# My cat sleeps with me in my bed - is it OK?



## Vequi's Daddy (Oct 25, 2004)

Since the third day my cat has spent with me, (the day she learned she could jump to my bed) she is sleeping with me. After a period of hyperactivity, she comes to my bed, drop herself against my body for a self-grooming ritual, and then she takes a nap/sleep while I do the same.

My mother doesn't like the idea of Vequi sleeping with me because of "hygene issues" and especially after she bought her a pricey bed, but I can't get my cat to use her bed. Even for daytime naps she improvises a sleeping place on whatever place you can name, but never on her bed.

I kind of resigned myself to sharing my bed with my cat - I saw it as a chance to strengthen the bond with her. But, what are your thoughts? Are there good reasons for not allowing this? Are there good reasons for allowing it?


----------



## spacemonkey (Aug 12, 2004)

I don't see any reason not to allow it. Cats are fastidiously clean animals. We shed as many dead skin flakes as they do hair, if not more, so it can be argued we are just as "dirty" as they are. Is she an outdoor kitty? If so, you just need to make sure she gets ongoing protection from fleas, etc. If not, then you really have nothing to worry about. 

It's very hard to train a cat to sleep in a specific spot. Sounds like she loves you and wants to be near you.


----------



## jessamica8 (Aug 17, 2004)

Well, if you don't mind, it's fine! A lot of us here have cats who sleep with us or we wish they would. My experience with cat beds is like yours, Jinx will sleep anywhere but. I wouldn't worry about hygene much, as a general rule, cats keep themselves very clean! So unless she has worms or some other yucky ailment, it's okay.

Edit for typo.


----------



## kitty_kisses (Jun 27, 2004)

Both my kitties share the bed with me. The only way I could stop it would be to lock them out of the room - but I love their night time cuddles far too much


----------



## Jenn (Feb 16, 2004)

All 6 of my cats get in my bed, I don't mind at all. It's sweet having them there. Just not much moving room. LoL! :lol:


----------



## Sophie007 (Oct 8, 2004)

My little dum dum sleeps with us all the time. She has her bed in the room too but she only sleeps there when it gets too crowded on the bed.....LOL. I don't let her out of the house for various reasons so she's preety clean.

She follows me all over the house. If I get out of bed and go to another room she follows me and finds a place to sleep near me. As a matter of fact....she is right in front of me on my computer desk right now.....LOL.


----------



## icklemiss21 (Aug 29, 2004)

Bumper sleeps with us every night (and sleeps the whole 7-8 hours we do too). He has his place by my feet and gets grumpy if I even get up a night because I disturb his beauty sleep!
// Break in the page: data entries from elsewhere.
PR #10193, opened 2018-07-20
[TIMOB-26119] TiAPI: Deprecate getter/setter accessor methods for properties

sgtcoolguy:
**JIRA:** https://jira.appcelerator.org/browse/TIMOB-26119

**Description:**
I wrote a manual test for this as there's no way in our current mocha suite to assert on the output that a test produces in its logs.

Basically, we want to spit out a deprecation for getters/setter methods which just wrap a property. In JS style, a property should be access using typical obj.property, obj['property] fashion.

These generated getter/setters are more of a Java-style language thing. Now under the hood we may hook a JS property to a method named like this internally, but we shouldn't expose that.

If a method *doesn't* wrap a property but happens to start with get or set, we shouldn't log a notice.

There are possible pairs of methods that should be moved to properties (i.e. Ti.Filesystem.File#getProtectionKey()/setProtectionKey()), but I didn't try to "fix" these.

I *did* fix the exposure of Ti.Filesystem.File.directoryListing property on Android. There is no such property and we should be exposing #getDirectoryListing() only.

This PR is in anticipation of cleaning up the API to remove these. The first platform that'd benefit would be Windows to avoid the boilerplate code to re-expose getter/setters for properties. Additionally, it'd avoid the need to do the same for any proxies we eventually moved to using the Obj-C JSC API (#10069). On Android, there would be minimal cleanup since under the hood we use this naming style anyhow, but we could remove tagging with both the @Kroll.method and @Kroll.getProperty on many proxy methods.

```javascript
/*
 * Copyright (c) 2011-Present by Appcelerator, Inc. All Rights Reserved.
 */
/* eslint-env mocha */
/* global Ti */
'use strict';
var should = require('./utilities/assertions'),
	utilities = require('./utilities/utilities');

describe.only('Example', function () {
	it('Should pass', function () {
		var file = Ti.Filesystem.getFile(Ti.Filesystem.resourcesDirectory, 'app.js'),
			dir = Ti.Filesystem.getFile(Ti.Filesystem.resourcesDirectory),
			label = Ti.UI.createLabel({ text: 'original text' });

		console.log('Ti.Filesystem.File#getDirectoryListing() - should NOT log deprecation notice'); // Android: ✅, iOS: ✅
		dir.getDirectoryListing();

		console.log('Ti.Filesystem.File#getHidden() - should log deprecation notice'); // Android: ✅, iOS: ✅
		file.getHidden();

		console.log('Ti.Filesystem.File.hidden - should NOT log deprecation notice'); // Android: ✅, iOS: ✅
		file.hidden;

		console.log('Ti.UI.Label#getText() - should log deprecation notice'); // Android: ✅, iOS: ✅
		label.getText();
		console.log('Ti.UI.Label.text - should NOT log deprecation notice'); // Android: ✅, iOS: ✅
		label.text;
		console.log('Ti.UI.Label#setText() - should log deprecation notice'); // Android: ✅, iOS: ✅
		label.setText('new text');
		console.log('Ti.UI.Label.text= - should NOT log deprecation notice'); // Android: ✅, iOS: ✅
		label.text = 'new text';

		// Test with getter/setter methods that aren't for a property!
		console.log('Ti.App.Properties.getString() - should NOT log deprecation notice'); // Android: ✅, iOS: ✅
		Ti.App.Properties.getString('ti.defaultunit');
		console.log('Ti.App.Properties.setString() - should NOT log deprecation notice'); // Android: ✅, iOS: ✅
		Ti.App.Properties.getString('whatever', 'yeah');

		if (utilities.isIOS()) {
			console.log('Ti.Filesystem.File#setHidden() - should log deprecation notice'); // iOS: did log, but did so immediately after setText deprecation notice!
			file.setHidden(true); // FIXME: AAAaaahhh Android doesn't have this accessor!

			console.log('Ti.Filesystem.File.hidden= - should NOT log deprecation notice'); // iOS: ✅
			file.hidden = true; // FIXME: AAAaaahhh Android doesn't have this accessor!

			// Test get/set methods taking typical 0 and 1 arg that aren't "property" accessors
			// Note that these are a good candidate for moving to typical properties though!
			console.log('Ti.Filesystem.File#getProtectionKey() - should NOT log deprecation notice'); // iOS: ✅
			file.getProtectionKey();
			console.log('Ti.Filesystem.File#setProtectionKey() - should NOT log deprecation notice'); // iOS: ✅
			file.setProtectionKey(Ti.Filesystem.IOS_FILE_PROTECTION_NONE);
		}
	});
});

```


hansemannn (approved):
Looks great, works great! Thanks @sgtcoolguy!

hansemannn (commented):
@sgtcoolguy We should also deprecate the accessors via the docs, e.g. [here](https://github.com/appcelerator/titanium_mobile/blob/master/apidoc/docgen.js#L330) (getter) and [here](https://github.com/appcelerator/titanium_mobile/blob/master/apidoc/docgen.js#L346) (setter).

apidoc/docgen.js
```diff
@@ -327,7 +327,7 @@ function generateAccessors(apis, className) {
 			rv.push({
 				name: 'get' + api.name.charAt(0).toUpperCase() + api.name.slice(1),
 				summary: 'Gets the value of the <' + className + '.' + api.name + '> property.',
-				deprecated: api.deprecated || '8.0.0',
+				deprecated: api.deprecated || { since: '8.0.0' },
```
hansemannn: Can we also add `note: 'Access the property directly` or related phrasing?

hansemannn:
@sgtcoolguy I changed the base to `next` and it now includes the current master changes as well, which should be fine to keep it in sync. Can we merge this?

sgtcoolguy:
@hansemannn I want to keep the history easier to work with on "next", so I want to squash all my commits down to one. I'll manually merge, I suppose.

sgtcoolguy:
Manually merged to 'next' branch

PR #10194, opened 2018-07-20
[TIMOB-26211] iOS: Round layout percentage down instead of up (parity)

hansemannn:
**JIRA:** https://jira.appcelerator.org/browse/TIMOB-26211

> `no_tests` since UI-related change.


jquick-axway (approved):
CR: Pass

Also, Android's layout code will floor the percentage value too...
https://github.com/appcelerator/titanium_mobile/blob/master/android/titanium/src/java/org/appcelerator/titanium/view/TiCompositeLayout.java#L384

PR #10199, opened 2018-07-24
[TIMOB-25391] iOS: Fix zombie crash in Ti.UI.TableView

hansemannn:
**JIRA:** https://jira.appcelerator.org/browse/TIMOB-25391

> `no tests` as no new API's. All existing tests should still pass.


vijaysingh-axway:
@hansemannn  I guess problem is that we are not retaining headerViewProxy/footerViewProxy while these are getting set in - (void)setHeaderView_:(id)args / - (void)setFooterView_:(id)args. Due to this it may be that  headerViewProxy/footerViewProxy has already released . And inside dealloc we are calling a method on these.
I think we should retain it in above methods and should be released inside dealloc. Can you please check once? Thanks!

hansemannn:
@vijaysingh-axway The crash did not occur prior to the last change that was now partly reverted and replaced by a more solid solution that is also used in the TiUIListView implementation. We have been unable to receive an actual test-case, but with this fix, it did not crash at all. If you can give a concrete example of your solution, feel free to submit it!

vijaysingh-axway (approved):
CR passed.

jatinj:
What fix do I need to make in Appcelerator or Titanium studio in order to get free of this error. I am getting this error in SDK 7.4.1, Appclerator Studio 5.0.0, testing on iPhone 6 with v ios 12.1 

Thread 1: EXC_BAD_ACCESS (code=1, address=0x10)

 if (footerViewProxy != nil) {
    [footerViewProxy setProxyObserver:nil];
    [[self proxy] forgetProxy:footerViewProxy];
    footerViewProxy = nil;
  }

PR #10204, opened 2018-07-24
[TIMOB-26209] Only error out if selected xcode EULA has not been accepted.

feons:

If any Xcode installs don't have EULA accepted (even one not being used), build won't work.


cb1kenobi (approved):
CR'd. I haven't tested ioslib@1.7.x, but it seems the only changes are a few minor npm dep updates, xcode 10 support, and the eula bug fix.

PR #10205, opened 2018-07-24
[TIMOB-26209] Only error out if selected xcode EULA has not been acce…

feons:
…pted

If any Xcode installs don't have EULA accepted (even one not being used), build won't work.


cb1kenobi:
@feons This PR also needs to update the `package-lock.json`. Apparently running `npm install` will fix it, but that will probably also update a bunch of other things too.

PR #10065, opened 2018-05-18
[TIMOB-26055] Android: Handle injected build variables

garymathews:
- Handle injected build variable `applicationId` in `AndroidManifest.xml`
- Related to https://github.com/appcelerator/titanium_mobile/pull/10002

###### tiapp.xml
```XML
<module platform="android">facebook</module>
```

[JIRA Ticket](https://jira.appcelerator.org/browse/TIMOB-26055)

PR #10206, opened 2018-07-24
[TIMOB-26055] Android: Fixed build failure if AAR AndroidManifest.xml contains multiple ${applicationId}

jquick-axway:
**JIRA:**
https://jira.appcelerator.org/browse/TIMOB-26055

**Summary:**
- Continuation of PR #10065 
- Previous fix was only replacing 1st instance of `${applicationId}` in an AAR library's "AndroidManifest.xml" instead of all instances.
- Note that JS `String.replace(string, string)` only replaces one instance, but `String.replace(regex, string)` replaces all instances.

**Test:**
1. Create a project targeting Titanium 7.3.0 or higher.
2. Add module: [titanium-firebase-core](https://github.com/hansemannn/titanium-firebase-core) v2.2.0
3. Build for Android.

### DIFF
--- a/android/cli/commands/_build.js
+++ b/android/cli/commands/_build.js
@@ -3888,9 +3888,9 @@ AndroidBuilder.prototype.generateAndroidManifest = function generateAndroidManif
 		if (fs.existsSync(libraryManifestPath)) {
 			let libraryManifestContent = fs.readFileSync(libraryManifestPath).toString();
 
-			// handle injected build variables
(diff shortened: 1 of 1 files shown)


hansemannn (approved):
CR + FT passed, PR **approved**. Also tested with the related modules and they work fine now.

jquick-axway:
@hansemannn, thanks for testing it out. 👍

I actually miss him on nights he isn't in bed with us


----------



## Celebsilmare (Aug 9, 2004)

Our cats don't stay all night with us, but we do have an evening routine. We crawl into bed to read and the cats come in and join us. Ketesh crawls up on Jason's chest and cleans his hand for him and Ninque comes up on mine. First she gives me little kisses on the end of my nose, then settles in and kneeds my neck or shoulder. They stay for a bit and then when we nod off, they leave and sleep in the chair. 
They used to sleep at the foot of our bed, but I think we kick too much for that. But they do love to take naps, curled up alongside us.


----------



## Doeremi (Aug 21, 2004)

My Nala sleeps with me and Peekaboo sleeps with my son. We love it. They keep us warm at night!


----------



## Padunk (Oct 20, 2003)

I have a hard time sleeping *without* the cats in bed with me.


----------



## Lori (Jun 8, 2003)

Velvet has always slept on our bed.


----------



## Jenn (Feb 16, 2004)

Padunk said:


> I have a hard time sleeping *without* the cats in bed with me.
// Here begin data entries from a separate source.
PR #10210, opened 2018-07-25
[TIMOB-26201] Remove all deprecated API's

hansemannn:
**JIRA:** https://jira.appcelerator.org/browse/TIMOB-26201

> **Note 1**: I left out the Android Ti.Geolocation "legacy mode" deprecation removal. It's deprecated since 2.0.0, but the affected components are too complex to squeeze it into this PR. It should be properly removed by the Android team. I created [TIMOB-26132](https://jira.appcelerator.org/browse/TIMOB-26132) to track that.

> **Note 2**: As of for now, I also removed the docs for deprecated and previously removed API's. Maybe we should leave the `removed:` tag to let our devs know that is was removed?


hansemannn:
@sgtcoolguy This is the last 8.0.0 PR that could mess up my Swift-setup environment at this point. Once merged, I can rebase the other one again and we have a solid iOS core.

iphone/Classes/TiCalendarCalendar.m
```diff
@@ -174,99 +174,6 @@ - (NSArray *)getEventsBetweenDates:(id)args
   return [TiCalendarEvent convertEvents:events withContext:[self executionContext] calendar:[self calendar] module:module];
 }
 
-- (NSArray *)getEventsInDate:(id)arg
```
sgtcoolguy: I don't see this as deprecated in our apidocs, and I don't think this was removed on Android...

iphone/Classes/TiMediaVideoPlayerProxy.m
```diff
@@ -883,10 +801,6 @@ - (void)handleLoadStateChangeNotification:(NSNotification *)note
         [self fireEvent:@"load" withObject:nil];
       }
 
-      if ([self _hasListeners:@"preload"]) {
-        DEPRECATED_REPLACED(@"Media.VideoPlayer.preload", @"7.0.0", @"Media.VideoPlayer.load");
```
sgtcoolguy: our apidocs do not note this as deprecated, and it seems to be supported on Android? (though looking at the impl, they just fire at the same time_.

sgtcoolguy (changes requested):
There's a handful of changes still to be made, and I think we need to be more consistent in how we mark apis as removed or delete them.

On a related note, reviewing this makes it abundantly clear that we suck at marking methods/events/types/properties deprecated in a nice way that would make removing them easier on us in the future. We're not making use of the nice `@deprecated` annotation in Java at all here, and we're giving no tips about which version it was deprecated in. We should try and come up with some nice standard for each platform so it's as simple as doing some search and replace to find them.

hansemannn:
I feel like we should rework this PR and introduce a different concept:
- Leave all `removed` docs to let our developers know that something was removed
- Introduce the following "API's":
  - iOS: We already make heavy use of `DEPRECATED_REPLACED` and `DEPRECATED_REMOVED` across the SDK
  - Android: Use `@deprecated("7.0.0")` and `@removed("8.0.0")` annotations?
  - Windows: Something related to Android? (cc @infosia)

Working on this PR was not critical, only time-consuming. Let's start this over and do it right this time.

infosia:
Added [TIMOB-26236](https://jira.appcelerator.org/browse/TIMOB-26236) to track this for Windows.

I feel exactly the same way.


----------



## Doeremi (Aug 21, 2004)

Jenn said:


> Padunk said:
> 
> 
> > I have a hard time sleeping *without* the cats in bed with me.
> ...


I completely agree as well!


----------



## rosalie (Oct 9, 2003)

Amen!..Madam sleeps with us most of the time. She'd wake my husband or I when she gets to a window to look out. Window is behind our bed so to jump to it she uses our heads/faces as stepping stone.
But we love her anyways :wink:


----------



## newcatowner7 (Oct 25, 2004)

My cat sleeps curled up near my face or at my knees, she's never slept BY my face and she doesn't do this all time


----------



## Jessicat (Jul 21, 2004)

My kitten,Oreo sleeps right next to me every night.And no,I don't think theres anything wrong with it.


----------



## Misty (Nov 14, 2003)

Both my cats sleep with me and I'd really miss it if they didn't. I think it's fine as long as worming etc is up to date.


----------



## Pamela4cats (Mar 8, 2004)

Jenn said:


> All 6 of my cats get in my bed, I don't mind at all. It's sweet having them there. Just not much moving room. LoL! :lol:


VERY TRUE! :lol: When I got my queen sized bed, I thought to myself that now I can SPRAWL all I want and my 4 kits would sleep all over on the bed but I was WRONG! The kits still insist on sleeping on TOP of or by me even with all the available space on the bed! :roll: I often wake up with kinks in my body cuz I don't move much due to having 4 cats sleeping wrapped up on me! But I LOVE it anyway



> Jenn wrote: I feel exactly the same way.
> Padunk wrote:
> I have a hard time sleeping without the cats in bed with me.


Same here! Whenever I go home to Utah to visit family, I have a hard time sleeping cuz there's no cats in bed with me!


----------



## Vequi's Daddy (Oct 25, 2004)

I wake every morning with back pain from sleeping on my back (I used to sleep on the side), but I do like how Vequi sleeps against the side of my chest or tummy. The only day she didn't want to sleep with me, I missed her and almost begged her to come back to my bed.


----------



## Jenn (Feb 16, 2004)

Jenn said:


> All 6 of my cats get in my bed, I don't mind at all. It's sweet having them there. Just not much moving room. LoL! :lol:





Pamela4cats said:


> VERY TRUE! :lol: When I got my queen sized bed, I thought to myself that now I can SPRAWL all I want and my 4 kits would sleep all over on the bed but I was WRONG! The kits still insist on sleeping on TOP of or by me even with all the available space on the bed! :roll: I often wake up with kinks in my body cuz I don't move much due to having 4 cats sleeping wrapped up on me!


LOL! I only have a Full size bed and with Hubby and I (I'm not a small gal), and the cats, it gets cramped! I love it though, I really do.


----------